#### [Data to examine]
Issue #1178, opened 2021-02-05
Generated OpenAPI declares format in the wrong place for arrays


jessemyers:
<pre><code>
[x] Regression
[ ] Bug report
[ ] Feature request
[ ] Documentation issue or request
[ ] Support request => Please do not submit support request here, instead post your question on Stack Overflow.
</code></pre>

This issue was previously reported and fixed as https://github.com/nestjs/swagger/issues/172

## Current behavior

When declaring a DTO with an array-valued field, the OpenAPI format parameter gets applied to the parent object rather than to the nested `items` object:

```js
{
   "format": "date-time",
   "items": {
      "type": "string"
    },
   "type": "array"
}
```

## Expected behavior

The format should be applied within the `items` object:

```js
{
   "items": {
      "format": "date-time",
      "type": "string"
    },
   "type": "array"
}
```

## Minimal reproduction of the problem with instructions

I've created an `index.js` and `package.json` [example as a gist](https://gist.github.com/jessemyers/5b4edda9db5a1d7832c6a71c8718b9d1)

My steps to reproduce:

```sh
yarn install
node index.js
# point browser to http://localhost:3000/openapi-json
```
## What is the motivation / use case for changing the behavior?

I want to generate the correct OpenAPI spec for arrays of values.

## Environment

<pre><code>
Nest version: 7.6.11
 
For Tooling issues:
- Node version: v14.15.1
- Platform:  Mac
</code></pre>

kamilmysliwiec:
Would you like to create a PR for this issue?

jessemyers:
I'm willing to try. It'd help a lot if you can point me to a test case or set of test cases that cover this code or something close to it.

jessemyers:
@kamilmysliwiec I've created a PR. I'm new to this project's style and tooling, but hopefully I've met your standards.

kamilmysliwiec:
Thanks! Let's track this here https://github.com/nestjs/swagger/pull/1182

PR #1182, opened 2021-02-06
Array format placement

jessemyers:
## PR Checklist

## PR Type

```
[x] Bugfix
[ ] Feature
[ ] Build related changes
[ ] CI related changes
[ ] Other... Please describe:
```

Issue Number: #1178

## What is the new behavior?

Fixes the bug.

```
[ ] Yes
[x] No
```

## Other information

The set of possible fields that should be moved from the outer type to the inner type in this case could be expanded. I picked a set of fields that match my own use cases, but these might not be exhaustive!

### DIFF
--- a/lib/services/schema-object-factory.ts
+++ b/lib/services/schema-object-factory.ts
@@ -8,7 +8,8 @@ import {
   keyBy,
   mapValues,
   omit,
-  omitBy
+  omitBy,
+  pick
 } from 'lodash';
 import { DECORATORS } from '../constants';
 import { getTypeIsArrayTuple } from '../decorators/helpers';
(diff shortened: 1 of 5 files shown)


lib/services/schema-object-factory.ts
```diff
@@ -424,15 +425,20 @@ export class SchemaObjectFactory {
     type: string | Record<string, any>
   ): SchemaObjectMetadata {
     const keysToRemove = ['type', 'enum'];
+    const keysToMove = [
+      'format',
```
jessemyers, line 429: The original bug report was only for `format`, but these other keys are all similarly applicable to the inner type and are fields that my own projects use. There may be other fields that belong here.

test/services/fixtures/create-user.dto.ts
```diff
@@ -46,7 +46,8 @@ export class CreateUserDto {
 
   @ApiProperty({
     type: String,
-    isArray: true
+    isArray: true,
+    format: 'uri'
```
jessemyers, line 50: This fixture did not previously define a `format`, but it looked like an appropriate place to demonstrate the expected behavior.

adrian-hippo (approved):

jessemyers:
Hey @kamilmysliwiec, are you expecting anything else here?

kamilmysliwiec:
LGTM

PR #1267, opened 2026-09-16
Set this.debug in EJS_Download

TRusselo:
EJS_Download's constructor never assigned `this.debug`, so its three `if (this.debug) console.log("Using cached version of", url)` statements could not run. A cache hit was indistinguishable from a miss without opening the Network panel.

The EmulatorJS instance is already passed to the constructor and carries the flag.

Verified in a browser: the line appears on a cache hit after the change, and never before it.


RobLoach:
Thanks for pushing things forward here. Had been worried the project was abandoned.

TRusselo:
> Thanks for pushing things forward here. Had been worried the project was abandoned.

https://github.com/TRusselo/scummvm-wasm

Fyi

ethanaobrien (approved):

ethanaobrien:
> Thanks for pushing things forward here. Had been worried the project was abandoned.

I've not been able to be as active as I like because of school and work

RobLoach:
Don't burn yourself out <3

PR #1269, opened 2026-09-16
Decode the core report so its options are honoured

TRusselo:
`downloadFile()` resolves the core report to `{ data, headers }`, where `data` is an `EJS_CacheItem` holding the raw bytes in `files[0].bytes`. The handler tests `typeof rep.data === "string"`, which is false, so it takes `rep = rep.data` and `rep` ends up as the cache item itself — `key`, `files`, `added`, `url`, and no `buildStart` or `options`. The JSON is never decoded.

Two consequences:

- `options.defaultWebGL2` is never read, so `webgl2Enabled` falls to `false` and **every core is fetched under its `-legacy` filename** regardless of what its report says. The regular filename is never requested by anyone.
- `Could not fetch core report JSON! Core caching will be disabled!` fires on every launch even when the report was fetched and is valid.

This decodes the bytes and parses them.

Tested against a build of this branch with no other changes:

| core | report | before | after |
|---|---|---|---|
| a core setting `defaultWebGL2: true` | has options | `-legacy` | regular filename |
| `fceumm` | `options: {}` | `-legacy` | `-legacy`, unchanged, still plays |

So only cores that actually declare the option change behaviour.


ethanaobrien (approved):
Nice catch, thanks for the fix

PR #1270, opened 2026-09-16
Show errors in red and stop styling every message as one

TRusselo:
`.ejs_message` is styled `color: red`, so every message is an error to look at -- "SAVED STATE TO SLOT 1" reads as a failure.

`displayMessage()` takes an optional severity that colours the element, and the save-state and netplay call sites pass it. A caller that passes nothing gets what it always got, minus the red.

- base: white
- success: green (saved/loaded state)
- error: red (failed to save state, netplay connection/join/room errors)

The class is cleared when the message expires and replaced on each new message, so a later message never inherits the previous colour.

No behaviour change beyond colour, and independent of #1267, #1268 and #1269.


ethanaobrien:
The only concern I have on this PR is readability - could you add a faded backdrop to the text when it's on screen?

ethanaobrien:
Sorry about conflicts

TRusselo:
Added in acf3548a6 — `.ejs_message:not(:empty)` gets `rgba(0, 0, 0, 0.55)` with a 4px radius, shrink-wrapped to the text since the element is absolutely positioned with no width. `:empty` is hidden so an empty box never shows over the video.

Sorry for the slow reply — that went in a few hours after your comment and I never said so.

The `check-newlines` failure is on `data/localization/zh.json` and `data/src/utils.js`, neither of which this PR touches. #1272 fixes both and clears it.

PR #1271, opened 2026-09-16
Show decompression progress instead of a frozen download percentage

TRusselo:
The loading text holds the last download value -- usually "100%" -- for the whole unpack, which on a large archive is most of the wait.

Everything needed for this is already in the tree:

- `cache.js:236` and `:242` call `onProgress("decompressing", ...)`
- `cache.js:100`'s docstring says the callback "returns status(downloading or decompressing)"
- `Decompress Game Core` / `Data` / `BIOS` / `Parent` / `Patch` are translated in 22 localization files

but `emulator.js`'s progress wrapper drops every decompressing tick with `if (status === "downloading")`, so none of those strings can ever be displayed.

The wrapper now passes the phase through, and the two call sites with both a progress readout and an existing translated string are relabelled. `Download Game State` is left alone -- a `.state` file is not an archive, and there is no `Decompress Game State` string.

One detail worth flagging: the extractor reports `percentage` with `total` and `loaded` both zero, so the old `total ? ... : ...` ternary would have shown `0.00MB` for the entire decompression. `percentage` is now honoured on its own.


ethanaobrien (approved):
Nice catch, thanks for the fix

PR #1272, opened 2026-09-20
Add the missing trailing newlines

TRusselo:
`check-newlines` scans the whole tree rather than the diff, so `data/localization/zh.json` and `data/src/utils.js` fail it on every pull request, regardless of what that pull request changes. The run on #1270 is an example: it touches neither file.

Both files gain a single trailing newline and nothing else. `zh.json` still parses as JSON and `utils.js` still parses as a module.

AI assistance: written with Claude, reviewed and tested by me before opening.


TRusselo:
Nudge on this one — it fixes exactly the two files `check-newlines` currently fails on (`data/localization/zh.json`, `data/src/utils.js`), so merging it also clears that check on #1270 and #1273. Green here, and rebased on current main.

TRusselo (commented):
looks good

PR #1273, opened 2026-09-20
Version the core URL with buildStart

TRusselo:
`downloadGameCore()` caches the core keyed on `buildStart` and correctly decides a stored copy is stale after a rebuild. It then refetches:

```js
const corePath = "cores/" + filename;
```

a stable URL, so the HTTP cache returns the copy it already had and the stale core is reinstated. The report immediately above is cache-busted hourly for exactly this reason; the core it describes is not.

This puts the same version in the core's query, at the line that already has it in scope:

```js
const corePath = "cores/" + filename + "?v=" + encodeURIComponent(rep.buildStart);
```

A rebuilt core becomes a different request rather than a cache hit on an old one, and cores can then be cached long-term the way content-hashed assets are.

**No new eviction concern.** `EJS_DownloadCache` looks up by URL and stores under a content hash, with LRU eviction under `maxSizeMB` (4096 by default), so a superseded core is reclaimed like any other entry. The same build still hits, since the URL is unchanged.

**Tested** in a deployment that rebuilds its core frequently: before this, a replaced core kept being served from cache until site data was cleared by hand; after it, the new core is fetched on the next launch.

Worth noting separately: with the core versioned, the report's hourly bust becomes the bound on how quickly a new core is noticed rather than a correctness mechanism. I have left it alone as out of scope for this change.

AI assistance: written with Claude, reviewed and tested by me before opening.


TRusselo:
The `check-newlines` failure here is on `data/localization/zh.json` and `data/src/utils.js`, which this PR does not touch — #1272 fixes both.

PR #68, opened 2020-05-08
change eclair_version to snapshot

alevchuk:
https://github.com/ACINQ/phoenix/blob/master/BUILD.md refers to instructions to build eclair as a snapshot, so then building phoenix fails because eclair is not found.

I'm not sure how the releases are build, yet that would need be a adjusted slightly... Here I'm fixing the common case.

### DIFF
--- a/app/build.gradle
+++ b/app/build.gradle
@@ -133,7 +133,7 @@ dependencies {
 
   // eclair core
   def libsecp256k1_version = "1.3"
-  def eclair_version = "0.3.8-android-phoenix"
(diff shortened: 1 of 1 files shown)


dpad85:
Hi and thanks for this PR. Upgrading the version to `0.3.9-android-phoenix-SNAPSHOT` it's not enough, because there are a few changes in the library (`PaymentInitiator.SendPaymentRequest` and `Eclair.close`).

Commit 2829df7 fixes this, so this PR can be closed.

PR #84, opened 2020-06-23
Change Receber to Resgatar on Portuguese Brazilian

bitcoinuser:


dpad85:
Fixed by 1c12311, thanks!

PR #92, opened 2020-08-01
differentiate lnurl-auth keys per subdomain.

fiatjaf:
Currently Phoenix will cause the same key to be used in filemarket.bigsun.xyz and lnurl.bigsun.xyz, which should be different domain names. Also test.etleneum.com and etleneum.com. Fortunately these are the only examples of this happening in the real world today, so there's no harm in changing this now before it is too late.


dpad85:
Thanks for this PR. I've also fixed the display which will now show the `host` and not the top domain.

dpad85 (approved):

#### [Task objective]
All lines from the one that contains "PR #68, opened 2020-05-08" to the end of the records above are to be copied exactly; leave out the rest.

#### [Answer section]
PR #68, opened 2020-05-08
change eclair_version to snapshot

alevchuk:
https://github.com/ACINQ/phoenix/blob/master/BUILD.md refers to instructions to build eclair as a snapshot, so then building phoenix fails because eclair is not found.

I'm not sure how the releases are build, yet that would need be a adjusted slightly... Here I'm fixing the common case.

### DIFF
--- a/app/build.gradle
+++ b/app/build.gradle
@@ -133,7 +133,7 @@ dependencies {
 
   // eclair core
   def libsecp256k1_version = "1.3"
-  def eclair_version = "0.3.8-android-phoenix"
(diff shortened: 1 of 1 files shown)


dpad85:
Hi and thanks for this PR. Upgrading the version to `0.3.9-android-phoenix-SNAPSHOT` it's not enough, because there are a few changes in the library (`PaymentInitiator.SendPaymentRequest` and `Eclair.close`).

Commit 2829df7 fixes this, so this PR can be closed.

PR #84, opened 2020-06-23
Change Receber to Resgatar on Portuguese Brazilian

bitcoinuser:


dpad85:
Fixed by 1c12311, thanks!

PR #92, opened 2020-08-01
differentiate lnurl-auth keys per subdomain.

fiatjaf:
Currently Phoenix will cause the same key to be used in filemarket.bigsun.xyz and lnurl.bigsun.xyz, which should be different domain names. Also test.etleneum.com and etleneum.com. Fortunately these are the only examples of this happening in the real world today, so there's no harm in changing this now before it is too late.


dpad85:
Thanks for this PR. I've also fixed the display which will now show the `host` and not the top domain.

dpad85 (approved):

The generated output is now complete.